Start of AVAILABLE DATA

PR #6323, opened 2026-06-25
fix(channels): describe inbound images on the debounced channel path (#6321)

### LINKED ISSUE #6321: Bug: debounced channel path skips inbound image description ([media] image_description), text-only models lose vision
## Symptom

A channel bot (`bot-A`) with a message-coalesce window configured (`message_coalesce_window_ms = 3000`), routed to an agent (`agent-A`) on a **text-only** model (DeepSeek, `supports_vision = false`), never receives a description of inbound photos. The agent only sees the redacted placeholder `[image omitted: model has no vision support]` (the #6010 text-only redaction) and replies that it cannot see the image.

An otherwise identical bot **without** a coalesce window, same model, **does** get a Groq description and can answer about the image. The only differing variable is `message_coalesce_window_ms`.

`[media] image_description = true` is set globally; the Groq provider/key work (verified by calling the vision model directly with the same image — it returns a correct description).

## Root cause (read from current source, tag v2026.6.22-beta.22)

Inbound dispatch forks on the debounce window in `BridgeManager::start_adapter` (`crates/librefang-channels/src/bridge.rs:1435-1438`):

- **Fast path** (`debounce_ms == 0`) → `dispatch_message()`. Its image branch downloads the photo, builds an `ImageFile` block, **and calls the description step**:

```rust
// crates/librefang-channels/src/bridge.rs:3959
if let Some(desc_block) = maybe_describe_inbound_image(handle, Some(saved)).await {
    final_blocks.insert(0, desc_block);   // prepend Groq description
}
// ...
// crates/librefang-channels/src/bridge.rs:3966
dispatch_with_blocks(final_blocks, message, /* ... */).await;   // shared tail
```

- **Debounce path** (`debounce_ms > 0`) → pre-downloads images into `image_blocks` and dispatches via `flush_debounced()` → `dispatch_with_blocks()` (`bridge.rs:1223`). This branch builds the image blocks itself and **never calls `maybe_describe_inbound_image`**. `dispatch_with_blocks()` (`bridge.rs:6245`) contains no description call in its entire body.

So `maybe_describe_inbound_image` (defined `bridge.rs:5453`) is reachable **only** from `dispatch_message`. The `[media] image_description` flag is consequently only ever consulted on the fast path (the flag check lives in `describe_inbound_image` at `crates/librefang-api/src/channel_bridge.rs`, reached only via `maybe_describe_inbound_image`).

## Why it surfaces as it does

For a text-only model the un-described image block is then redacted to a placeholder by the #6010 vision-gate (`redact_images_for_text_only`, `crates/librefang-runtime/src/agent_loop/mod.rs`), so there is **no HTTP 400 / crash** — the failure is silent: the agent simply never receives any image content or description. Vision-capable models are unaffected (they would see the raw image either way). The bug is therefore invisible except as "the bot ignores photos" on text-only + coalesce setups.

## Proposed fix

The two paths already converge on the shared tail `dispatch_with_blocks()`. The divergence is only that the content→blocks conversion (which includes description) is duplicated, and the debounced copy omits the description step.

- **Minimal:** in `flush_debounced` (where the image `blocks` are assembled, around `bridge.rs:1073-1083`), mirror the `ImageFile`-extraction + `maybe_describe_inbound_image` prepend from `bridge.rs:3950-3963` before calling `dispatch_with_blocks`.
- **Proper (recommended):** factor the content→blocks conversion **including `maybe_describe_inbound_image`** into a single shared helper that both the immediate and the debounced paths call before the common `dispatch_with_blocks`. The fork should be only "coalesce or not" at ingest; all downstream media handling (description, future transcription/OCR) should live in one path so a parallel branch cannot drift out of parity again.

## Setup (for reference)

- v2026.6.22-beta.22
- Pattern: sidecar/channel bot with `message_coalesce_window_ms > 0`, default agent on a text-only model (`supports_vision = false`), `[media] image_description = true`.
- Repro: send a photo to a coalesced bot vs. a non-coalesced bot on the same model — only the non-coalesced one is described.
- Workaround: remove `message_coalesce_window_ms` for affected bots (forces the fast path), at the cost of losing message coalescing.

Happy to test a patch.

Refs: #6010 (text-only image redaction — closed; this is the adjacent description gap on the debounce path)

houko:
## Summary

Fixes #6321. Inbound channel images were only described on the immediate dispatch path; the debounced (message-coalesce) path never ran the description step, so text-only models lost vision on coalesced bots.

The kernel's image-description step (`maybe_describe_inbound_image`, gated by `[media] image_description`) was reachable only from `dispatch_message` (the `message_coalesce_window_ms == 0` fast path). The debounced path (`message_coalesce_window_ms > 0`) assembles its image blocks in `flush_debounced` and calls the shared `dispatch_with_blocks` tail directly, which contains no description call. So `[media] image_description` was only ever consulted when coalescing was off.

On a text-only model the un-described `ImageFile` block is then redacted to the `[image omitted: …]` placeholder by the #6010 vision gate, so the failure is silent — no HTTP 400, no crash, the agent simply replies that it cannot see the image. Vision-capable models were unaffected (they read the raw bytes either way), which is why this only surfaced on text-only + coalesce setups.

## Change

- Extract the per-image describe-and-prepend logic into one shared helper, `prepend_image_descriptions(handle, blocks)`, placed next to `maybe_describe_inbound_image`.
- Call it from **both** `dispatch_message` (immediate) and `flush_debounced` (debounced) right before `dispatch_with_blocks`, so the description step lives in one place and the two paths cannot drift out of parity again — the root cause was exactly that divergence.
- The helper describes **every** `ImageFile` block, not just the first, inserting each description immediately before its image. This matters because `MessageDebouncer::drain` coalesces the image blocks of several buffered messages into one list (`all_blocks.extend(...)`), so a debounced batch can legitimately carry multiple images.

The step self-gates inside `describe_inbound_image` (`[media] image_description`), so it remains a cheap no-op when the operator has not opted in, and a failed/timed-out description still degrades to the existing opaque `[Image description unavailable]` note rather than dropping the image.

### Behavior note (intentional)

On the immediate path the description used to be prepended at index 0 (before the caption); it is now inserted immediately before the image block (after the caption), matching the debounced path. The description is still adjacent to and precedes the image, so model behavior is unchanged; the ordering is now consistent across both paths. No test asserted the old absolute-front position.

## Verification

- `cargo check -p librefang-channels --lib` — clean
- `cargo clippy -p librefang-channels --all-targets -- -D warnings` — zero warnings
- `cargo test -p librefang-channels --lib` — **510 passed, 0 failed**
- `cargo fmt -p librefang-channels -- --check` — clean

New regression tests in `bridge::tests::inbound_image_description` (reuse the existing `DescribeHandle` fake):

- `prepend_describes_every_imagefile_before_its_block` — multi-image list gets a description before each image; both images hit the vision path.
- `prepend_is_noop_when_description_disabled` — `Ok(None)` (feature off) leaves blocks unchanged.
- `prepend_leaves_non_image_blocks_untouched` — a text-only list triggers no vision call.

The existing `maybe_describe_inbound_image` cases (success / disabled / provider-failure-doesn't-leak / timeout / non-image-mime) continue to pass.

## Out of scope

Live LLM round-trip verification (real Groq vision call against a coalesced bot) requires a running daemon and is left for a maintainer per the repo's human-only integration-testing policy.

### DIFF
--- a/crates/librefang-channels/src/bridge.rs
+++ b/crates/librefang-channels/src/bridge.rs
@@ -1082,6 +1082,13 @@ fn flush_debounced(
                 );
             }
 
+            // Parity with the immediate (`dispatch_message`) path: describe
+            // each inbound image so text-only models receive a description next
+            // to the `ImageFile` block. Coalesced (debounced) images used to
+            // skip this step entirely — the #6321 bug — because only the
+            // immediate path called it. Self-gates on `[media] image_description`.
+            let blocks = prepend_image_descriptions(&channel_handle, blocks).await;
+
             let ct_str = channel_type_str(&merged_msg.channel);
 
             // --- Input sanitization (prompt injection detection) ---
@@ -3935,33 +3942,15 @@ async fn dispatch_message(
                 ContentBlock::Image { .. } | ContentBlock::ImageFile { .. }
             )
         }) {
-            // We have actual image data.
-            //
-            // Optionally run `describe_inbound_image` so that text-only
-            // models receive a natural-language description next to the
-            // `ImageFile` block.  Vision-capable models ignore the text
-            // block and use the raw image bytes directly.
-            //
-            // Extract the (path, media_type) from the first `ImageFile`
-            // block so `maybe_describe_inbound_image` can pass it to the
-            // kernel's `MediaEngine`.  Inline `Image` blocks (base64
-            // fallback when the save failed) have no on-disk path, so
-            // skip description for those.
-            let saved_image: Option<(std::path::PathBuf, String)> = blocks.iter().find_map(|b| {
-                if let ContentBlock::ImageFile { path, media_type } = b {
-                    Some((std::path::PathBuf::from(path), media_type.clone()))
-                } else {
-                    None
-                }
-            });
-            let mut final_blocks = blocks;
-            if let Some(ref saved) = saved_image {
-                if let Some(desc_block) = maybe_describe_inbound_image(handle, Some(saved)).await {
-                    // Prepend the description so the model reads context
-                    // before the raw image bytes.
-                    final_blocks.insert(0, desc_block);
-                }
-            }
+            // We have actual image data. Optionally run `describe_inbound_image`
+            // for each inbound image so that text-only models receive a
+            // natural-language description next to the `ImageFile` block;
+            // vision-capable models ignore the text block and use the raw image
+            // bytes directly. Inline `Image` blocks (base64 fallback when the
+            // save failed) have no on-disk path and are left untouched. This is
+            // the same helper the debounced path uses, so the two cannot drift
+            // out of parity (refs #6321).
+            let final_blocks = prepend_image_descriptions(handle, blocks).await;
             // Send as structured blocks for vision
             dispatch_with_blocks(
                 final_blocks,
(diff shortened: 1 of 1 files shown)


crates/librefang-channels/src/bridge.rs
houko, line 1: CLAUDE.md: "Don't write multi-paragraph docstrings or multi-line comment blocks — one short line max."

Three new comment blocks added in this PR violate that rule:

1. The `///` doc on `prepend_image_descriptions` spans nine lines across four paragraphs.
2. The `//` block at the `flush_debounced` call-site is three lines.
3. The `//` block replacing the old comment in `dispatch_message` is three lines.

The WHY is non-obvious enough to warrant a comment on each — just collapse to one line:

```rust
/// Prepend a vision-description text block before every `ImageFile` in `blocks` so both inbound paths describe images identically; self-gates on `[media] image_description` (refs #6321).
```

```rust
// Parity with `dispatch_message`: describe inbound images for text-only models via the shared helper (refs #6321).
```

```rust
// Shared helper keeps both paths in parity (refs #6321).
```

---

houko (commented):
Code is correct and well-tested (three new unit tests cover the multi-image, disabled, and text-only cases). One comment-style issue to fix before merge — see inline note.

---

End of AVAILABLE DATA
Start of AVAILABLE DATA

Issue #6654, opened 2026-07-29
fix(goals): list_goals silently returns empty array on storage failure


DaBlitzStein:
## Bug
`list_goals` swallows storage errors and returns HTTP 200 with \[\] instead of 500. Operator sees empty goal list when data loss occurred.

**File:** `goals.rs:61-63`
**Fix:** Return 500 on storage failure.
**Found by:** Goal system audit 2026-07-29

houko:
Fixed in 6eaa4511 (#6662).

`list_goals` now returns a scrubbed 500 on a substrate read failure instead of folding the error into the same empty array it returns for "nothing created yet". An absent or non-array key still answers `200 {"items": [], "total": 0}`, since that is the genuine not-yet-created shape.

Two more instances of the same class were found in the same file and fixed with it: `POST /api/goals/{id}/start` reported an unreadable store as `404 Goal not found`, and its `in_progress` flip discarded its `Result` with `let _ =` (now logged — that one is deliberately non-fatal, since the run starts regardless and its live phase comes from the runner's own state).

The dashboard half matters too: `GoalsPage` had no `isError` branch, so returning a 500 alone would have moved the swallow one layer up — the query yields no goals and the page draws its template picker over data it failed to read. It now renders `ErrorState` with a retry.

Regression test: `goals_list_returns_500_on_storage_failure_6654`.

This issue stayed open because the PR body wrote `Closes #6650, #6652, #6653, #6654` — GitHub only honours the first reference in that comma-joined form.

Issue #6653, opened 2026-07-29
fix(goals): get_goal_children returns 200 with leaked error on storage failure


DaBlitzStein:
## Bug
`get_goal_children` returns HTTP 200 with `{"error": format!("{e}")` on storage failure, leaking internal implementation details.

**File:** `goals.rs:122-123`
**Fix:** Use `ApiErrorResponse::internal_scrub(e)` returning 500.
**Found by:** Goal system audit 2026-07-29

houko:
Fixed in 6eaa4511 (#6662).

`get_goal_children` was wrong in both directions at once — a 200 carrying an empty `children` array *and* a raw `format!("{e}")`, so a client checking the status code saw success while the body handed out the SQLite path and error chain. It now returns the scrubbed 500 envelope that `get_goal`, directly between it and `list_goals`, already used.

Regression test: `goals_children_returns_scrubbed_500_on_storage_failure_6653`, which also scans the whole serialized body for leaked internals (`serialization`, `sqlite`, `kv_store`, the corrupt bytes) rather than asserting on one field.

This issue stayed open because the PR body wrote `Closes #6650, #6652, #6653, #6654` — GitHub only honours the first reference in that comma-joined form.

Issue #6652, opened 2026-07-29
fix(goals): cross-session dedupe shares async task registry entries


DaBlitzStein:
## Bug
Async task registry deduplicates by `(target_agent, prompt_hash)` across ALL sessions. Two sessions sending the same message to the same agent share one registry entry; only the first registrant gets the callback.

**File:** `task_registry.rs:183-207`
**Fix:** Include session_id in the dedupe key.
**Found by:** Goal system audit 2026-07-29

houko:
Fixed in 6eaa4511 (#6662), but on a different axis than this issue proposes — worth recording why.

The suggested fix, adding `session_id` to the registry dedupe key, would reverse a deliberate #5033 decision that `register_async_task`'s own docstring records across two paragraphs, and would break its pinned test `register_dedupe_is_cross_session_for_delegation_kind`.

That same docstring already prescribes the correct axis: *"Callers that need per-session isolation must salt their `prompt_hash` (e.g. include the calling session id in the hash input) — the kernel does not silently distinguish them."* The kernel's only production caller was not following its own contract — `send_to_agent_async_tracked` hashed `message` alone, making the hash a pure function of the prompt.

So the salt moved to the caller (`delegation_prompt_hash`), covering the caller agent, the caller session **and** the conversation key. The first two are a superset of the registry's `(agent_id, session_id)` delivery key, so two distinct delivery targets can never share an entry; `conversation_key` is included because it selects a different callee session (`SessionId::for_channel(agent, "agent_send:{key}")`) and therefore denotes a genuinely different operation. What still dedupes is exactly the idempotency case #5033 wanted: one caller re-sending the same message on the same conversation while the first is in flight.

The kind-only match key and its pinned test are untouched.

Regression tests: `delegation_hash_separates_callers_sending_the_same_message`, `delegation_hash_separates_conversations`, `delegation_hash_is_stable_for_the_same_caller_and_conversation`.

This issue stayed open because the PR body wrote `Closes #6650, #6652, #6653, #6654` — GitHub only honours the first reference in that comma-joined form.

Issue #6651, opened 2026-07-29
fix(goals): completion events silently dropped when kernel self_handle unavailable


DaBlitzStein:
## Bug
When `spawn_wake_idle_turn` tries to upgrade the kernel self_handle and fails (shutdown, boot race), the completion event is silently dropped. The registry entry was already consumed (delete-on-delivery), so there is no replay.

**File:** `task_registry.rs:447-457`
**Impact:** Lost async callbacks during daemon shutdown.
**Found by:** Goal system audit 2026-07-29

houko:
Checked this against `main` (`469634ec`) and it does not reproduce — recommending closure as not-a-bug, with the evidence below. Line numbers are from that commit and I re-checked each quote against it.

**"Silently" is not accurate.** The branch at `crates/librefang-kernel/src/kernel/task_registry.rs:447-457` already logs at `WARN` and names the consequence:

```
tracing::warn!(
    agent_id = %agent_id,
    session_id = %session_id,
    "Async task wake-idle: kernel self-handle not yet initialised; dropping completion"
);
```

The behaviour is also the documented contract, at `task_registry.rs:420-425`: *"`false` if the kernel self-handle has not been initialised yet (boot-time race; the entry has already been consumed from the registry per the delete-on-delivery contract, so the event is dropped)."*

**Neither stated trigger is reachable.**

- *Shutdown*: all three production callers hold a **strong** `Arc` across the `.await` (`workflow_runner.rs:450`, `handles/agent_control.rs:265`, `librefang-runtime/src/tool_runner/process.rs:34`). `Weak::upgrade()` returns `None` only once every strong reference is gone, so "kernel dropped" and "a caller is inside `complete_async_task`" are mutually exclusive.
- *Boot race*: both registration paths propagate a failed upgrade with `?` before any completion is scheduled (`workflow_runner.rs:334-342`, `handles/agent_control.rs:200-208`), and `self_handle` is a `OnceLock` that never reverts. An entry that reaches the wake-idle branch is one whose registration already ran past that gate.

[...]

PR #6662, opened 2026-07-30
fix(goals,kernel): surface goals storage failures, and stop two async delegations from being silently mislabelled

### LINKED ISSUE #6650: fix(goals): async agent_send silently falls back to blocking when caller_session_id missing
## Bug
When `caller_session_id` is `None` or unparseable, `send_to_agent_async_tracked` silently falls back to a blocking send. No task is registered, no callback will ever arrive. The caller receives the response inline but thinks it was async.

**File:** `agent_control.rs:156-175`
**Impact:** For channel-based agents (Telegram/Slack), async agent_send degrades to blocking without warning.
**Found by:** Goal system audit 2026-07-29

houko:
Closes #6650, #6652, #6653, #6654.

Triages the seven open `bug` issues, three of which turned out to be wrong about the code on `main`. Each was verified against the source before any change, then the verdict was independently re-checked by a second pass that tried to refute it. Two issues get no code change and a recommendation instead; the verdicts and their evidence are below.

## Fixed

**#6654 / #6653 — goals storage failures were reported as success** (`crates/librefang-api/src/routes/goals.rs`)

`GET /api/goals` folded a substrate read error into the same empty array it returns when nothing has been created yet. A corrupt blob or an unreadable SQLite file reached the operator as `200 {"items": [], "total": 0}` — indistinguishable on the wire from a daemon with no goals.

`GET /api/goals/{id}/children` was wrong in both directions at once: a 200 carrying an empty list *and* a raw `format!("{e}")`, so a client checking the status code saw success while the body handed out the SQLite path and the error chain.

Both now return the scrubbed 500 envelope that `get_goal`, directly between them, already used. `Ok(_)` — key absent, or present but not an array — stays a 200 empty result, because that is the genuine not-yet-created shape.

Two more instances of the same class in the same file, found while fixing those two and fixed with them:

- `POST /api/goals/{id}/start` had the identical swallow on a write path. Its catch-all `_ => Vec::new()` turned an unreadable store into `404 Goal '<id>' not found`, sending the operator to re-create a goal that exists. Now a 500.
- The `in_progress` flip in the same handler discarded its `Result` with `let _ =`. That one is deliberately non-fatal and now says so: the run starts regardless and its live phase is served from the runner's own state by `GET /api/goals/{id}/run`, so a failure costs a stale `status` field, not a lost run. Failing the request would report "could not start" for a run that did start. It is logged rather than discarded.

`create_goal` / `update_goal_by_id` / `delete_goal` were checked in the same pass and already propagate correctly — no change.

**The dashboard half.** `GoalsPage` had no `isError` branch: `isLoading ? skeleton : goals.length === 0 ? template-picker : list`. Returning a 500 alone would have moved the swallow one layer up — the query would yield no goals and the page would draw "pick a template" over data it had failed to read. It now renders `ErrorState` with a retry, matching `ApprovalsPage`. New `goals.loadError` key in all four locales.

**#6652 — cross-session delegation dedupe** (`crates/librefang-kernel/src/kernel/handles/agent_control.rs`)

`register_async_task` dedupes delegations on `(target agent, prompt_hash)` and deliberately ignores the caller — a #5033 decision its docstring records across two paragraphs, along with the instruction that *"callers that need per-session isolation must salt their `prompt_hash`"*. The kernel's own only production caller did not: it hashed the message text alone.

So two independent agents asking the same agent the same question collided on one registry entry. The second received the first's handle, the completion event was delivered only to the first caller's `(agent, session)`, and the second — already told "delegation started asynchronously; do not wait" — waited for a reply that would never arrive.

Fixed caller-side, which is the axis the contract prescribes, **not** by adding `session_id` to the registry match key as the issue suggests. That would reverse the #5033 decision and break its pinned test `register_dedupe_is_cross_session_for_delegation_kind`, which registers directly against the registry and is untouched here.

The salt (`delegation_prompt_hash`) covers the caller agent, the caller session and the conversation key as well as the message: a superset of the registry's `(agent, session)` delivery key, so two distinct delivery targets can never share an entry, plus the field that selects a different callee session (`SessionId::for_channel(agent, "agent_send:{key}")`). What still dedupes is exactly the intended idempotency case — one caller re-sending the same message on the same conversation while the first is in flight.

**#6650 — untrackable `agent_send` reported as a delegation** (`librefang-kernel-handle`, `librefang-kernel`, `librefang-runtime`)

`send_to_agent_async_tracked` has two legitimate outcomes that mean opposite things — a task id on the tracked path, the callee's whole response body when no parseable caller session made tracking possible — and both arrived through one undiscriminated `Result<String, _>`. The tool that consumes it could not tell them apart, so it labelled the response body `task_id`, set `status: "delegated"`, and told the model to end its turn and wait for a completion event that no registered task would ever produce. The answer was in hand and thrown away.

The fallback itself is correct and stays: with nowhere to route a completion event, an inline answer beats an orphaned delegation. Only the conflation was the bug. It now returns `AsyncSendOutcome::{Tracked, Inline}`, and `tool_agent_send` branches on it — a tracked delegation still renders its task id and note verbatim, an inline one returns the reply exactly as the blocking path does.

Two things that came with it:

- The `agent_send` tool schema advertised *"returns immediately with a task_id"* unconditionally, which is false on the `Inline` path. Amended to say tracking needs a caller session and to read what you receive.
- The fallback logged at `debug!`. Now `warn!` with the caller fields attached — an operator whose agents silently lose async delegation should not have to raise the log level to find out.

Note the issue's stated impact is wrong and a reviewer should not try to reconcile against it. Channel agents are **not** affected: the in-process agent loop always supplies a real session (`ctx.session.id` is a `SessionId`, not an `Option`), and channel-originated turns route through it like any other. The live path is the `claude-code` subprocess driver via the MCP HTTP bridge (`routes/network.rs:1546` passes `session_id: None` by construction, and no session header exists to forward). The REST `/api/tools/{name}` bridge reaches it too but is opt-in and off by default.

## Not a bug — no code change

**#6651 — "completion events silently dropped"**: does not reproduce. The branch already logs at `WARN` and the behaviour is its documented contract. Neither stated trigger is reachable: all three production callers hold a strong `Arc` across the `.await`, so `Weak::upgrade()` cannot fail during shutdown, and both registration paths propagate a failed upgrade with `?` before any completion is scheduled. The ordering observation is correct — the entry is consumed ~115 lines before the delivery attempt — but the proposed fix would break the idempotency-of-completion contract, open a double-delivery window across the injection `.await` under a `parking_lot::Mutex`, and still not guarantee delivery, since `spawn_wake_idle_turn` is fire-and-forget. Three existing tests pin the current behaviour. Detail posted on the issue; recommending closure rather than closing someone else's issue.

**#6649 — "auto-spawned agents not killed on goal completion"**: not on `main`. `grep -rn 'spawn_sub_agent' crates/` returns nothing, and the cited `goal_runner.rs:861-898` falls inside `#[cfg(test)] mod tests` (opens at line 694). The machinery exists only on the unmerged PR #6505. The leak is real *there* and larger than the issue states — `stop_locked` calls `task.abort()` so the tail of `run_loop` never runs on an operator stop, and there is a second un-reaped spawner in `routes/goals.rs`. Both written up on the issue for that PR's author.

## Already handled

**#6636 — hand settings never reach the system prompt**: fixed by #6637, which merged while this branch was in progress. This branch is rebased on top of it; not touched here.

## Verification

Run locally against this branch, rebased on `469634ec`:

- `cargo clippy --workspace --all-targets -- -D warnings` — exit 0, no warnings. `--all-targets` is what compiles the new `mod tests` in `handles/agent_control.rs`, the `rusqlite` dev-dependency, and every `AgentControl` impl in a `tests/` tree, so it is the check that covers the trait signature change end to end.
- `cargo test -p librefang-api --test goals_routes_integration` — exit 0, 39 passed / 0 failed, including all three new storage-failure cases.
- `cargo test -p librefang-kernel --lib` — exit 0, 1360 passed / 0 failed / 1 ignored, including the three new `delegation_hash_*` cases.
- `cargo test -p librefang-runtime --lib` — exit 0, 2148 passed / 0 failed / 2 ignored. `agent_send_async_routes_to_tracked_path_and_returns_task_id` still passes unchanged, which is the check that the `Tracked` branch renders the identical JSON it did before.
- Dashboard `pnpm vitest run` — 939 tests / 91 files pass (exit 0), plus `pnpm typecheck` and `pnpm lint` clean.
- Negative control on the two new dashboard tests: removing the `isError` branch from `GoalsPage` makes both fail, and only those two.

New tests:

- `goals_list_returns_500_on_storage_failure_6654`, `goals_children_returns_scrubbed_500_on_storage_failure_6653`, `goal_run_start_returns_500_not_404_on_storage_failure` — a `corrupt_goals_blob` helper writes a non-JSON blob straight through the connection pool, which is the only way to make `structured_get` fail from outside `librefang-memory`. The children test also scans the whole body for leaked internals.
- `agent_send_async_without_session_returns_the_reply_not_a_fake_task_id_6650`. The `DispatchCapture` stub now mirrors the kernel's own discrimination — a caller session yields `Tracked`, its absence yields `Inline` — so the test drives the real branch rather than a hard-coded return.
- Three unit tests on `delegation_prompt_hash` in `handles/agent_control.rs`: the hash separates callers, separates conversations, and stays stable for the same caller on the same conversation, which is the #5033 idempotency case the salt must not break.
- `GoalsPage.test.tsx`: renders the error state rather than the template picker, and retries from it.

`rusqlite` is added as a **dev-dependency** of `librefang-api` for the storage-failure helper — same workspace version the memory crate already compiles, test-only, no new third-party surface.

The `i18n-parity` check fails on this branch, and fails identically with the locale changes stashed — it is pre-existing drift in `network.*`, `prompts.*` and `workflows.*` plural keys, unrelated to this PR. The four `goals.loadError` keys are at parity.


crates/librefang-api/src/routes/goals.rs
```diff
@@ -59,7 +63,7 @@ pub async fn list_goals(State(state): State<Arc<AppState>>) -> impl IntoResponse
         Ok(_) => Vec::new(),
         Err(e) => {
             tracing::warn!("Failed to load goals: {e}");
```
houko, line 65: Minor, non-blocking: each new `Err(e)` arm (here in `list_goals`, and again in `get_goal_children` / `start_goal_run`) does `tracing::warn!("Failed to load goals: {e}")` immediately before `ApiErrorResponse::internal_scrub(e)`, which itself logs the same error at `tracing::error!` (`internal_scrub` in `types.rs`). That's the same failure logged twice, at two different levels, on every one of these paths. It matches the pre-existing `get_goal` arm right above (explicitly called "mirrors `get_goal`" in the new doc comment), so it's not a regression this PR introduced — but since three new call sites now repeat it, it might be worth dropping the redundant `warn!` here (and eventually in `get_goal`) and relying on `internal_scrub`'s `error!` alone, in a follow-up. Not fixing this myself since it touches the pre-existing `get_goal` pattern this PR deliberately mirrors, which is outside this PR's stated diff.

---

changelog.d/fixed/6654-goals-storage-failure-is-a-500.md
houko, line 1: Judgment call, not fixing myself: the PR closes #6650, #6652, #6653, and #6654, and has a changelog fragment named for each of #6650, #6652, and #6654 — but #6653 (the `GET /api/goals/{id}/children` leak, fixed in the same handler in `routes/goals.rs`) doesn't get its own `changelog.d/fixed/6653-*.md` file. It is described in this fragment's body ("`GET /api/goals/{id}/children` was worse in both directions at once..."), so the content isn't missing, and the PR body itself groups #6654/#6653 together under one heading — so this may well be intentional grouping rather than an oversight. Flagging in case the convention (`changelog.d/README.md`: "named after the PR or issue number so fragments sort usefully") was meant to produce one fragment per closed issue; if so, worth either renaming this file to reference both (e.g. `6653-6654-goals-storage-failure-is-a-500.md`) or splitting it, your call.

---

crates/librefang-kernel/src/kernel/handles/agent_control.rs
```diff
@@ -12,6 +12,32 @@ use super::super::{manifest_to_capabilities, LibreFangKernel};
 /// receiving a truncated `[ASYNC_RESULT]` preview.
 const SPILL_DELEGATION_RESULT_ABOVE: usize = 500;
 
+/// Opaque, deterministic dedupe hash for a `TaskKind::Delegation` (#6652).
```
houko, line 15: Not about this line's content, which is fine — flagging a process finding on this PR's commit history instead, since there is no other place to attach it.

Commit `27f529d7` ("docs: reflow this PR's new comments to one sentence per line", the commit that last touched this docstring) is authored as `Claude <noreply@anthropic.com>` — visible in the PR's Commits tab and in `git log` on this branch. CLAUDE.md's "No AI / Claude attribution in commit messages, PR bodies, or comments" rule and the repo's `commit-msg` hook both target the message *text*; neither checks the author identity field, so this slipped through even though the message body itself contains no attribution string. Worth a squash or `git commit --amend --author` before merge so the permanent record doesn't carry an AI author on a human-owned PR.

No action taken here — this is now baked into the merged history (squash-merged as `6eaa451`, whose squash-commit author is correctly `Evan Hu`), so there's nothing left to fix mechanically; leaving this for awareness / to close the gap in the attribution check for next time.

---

End of AVAILABLE DATA

> TASK DETAILS: Look above for the line holding "- Extract the", then set down exactly that line and every line after it up to and including the line holding "leaves blocks unchanged.", with nothing else.

> ANSWER BOX:
- Extract the per-image describe-and-prepend logic into one shared helper, `prepend_image_descriptions(handle, blocks)`, placed next to `maybe_describe_inbound_image`.
- Call it from **both** `dispatch_message` (immediate) and `flush_debounced` (debounced) right before `dispatch_with_blocks`, so the description step lives in one place and the two paths cannot drift out of parity again — the root cause was exactly that divergence.
- The helper describes **every** `ImageFile` block, not just the first, inserting each description immediately before its image. This matters because `MessageDebouncer::drain` coalesces the image blocks of several buffered messages into one list (`all_blocks.extend(...)`), so a debounced batch can legitimately carry multiple images.

The step self-gates inside `describe_inbound_image` (`[media] image_description`), so it remains a cheap no-op when the operator has not opted in, and a failed/timed-out description still degrades to the existing opaque `[Image description unavailable]` note rather than dropping the image.

### Behavior note (intentional)

On the immediate path the description used to be prepended at index 0 (before the caption); it is now inserted immediately before the image block (after the caption), matching the debounced path. The description is still adjacent to and precedes the image, so model behavior is unchanged; the ordering is now consistent across both paths. No test asserted the old absolute-front position.

## Verification

- `cargo check -p librefang-channels --lib` — clean
- `cargo clippy -p librefang-channels --all-targets -- -D warnings` — zero warnings
- `cargo test -p librefang-channels --lib` — **510 passed, 0 failed**
- `cargo fmt -p librefang-channels -- --check` — clean

New regression tests in `bridge::tests::inbound_image_description` (reuse the existing `DescribeHandle` fake):

- `prepend_describes_every_imagefile_before_its_block` — multi-image list gets a description before each image; both images hit the vision path.
- `prepend_is_noop_when_description_disabled` — `Ok(None)` (feature off) leaves blocks unchanged.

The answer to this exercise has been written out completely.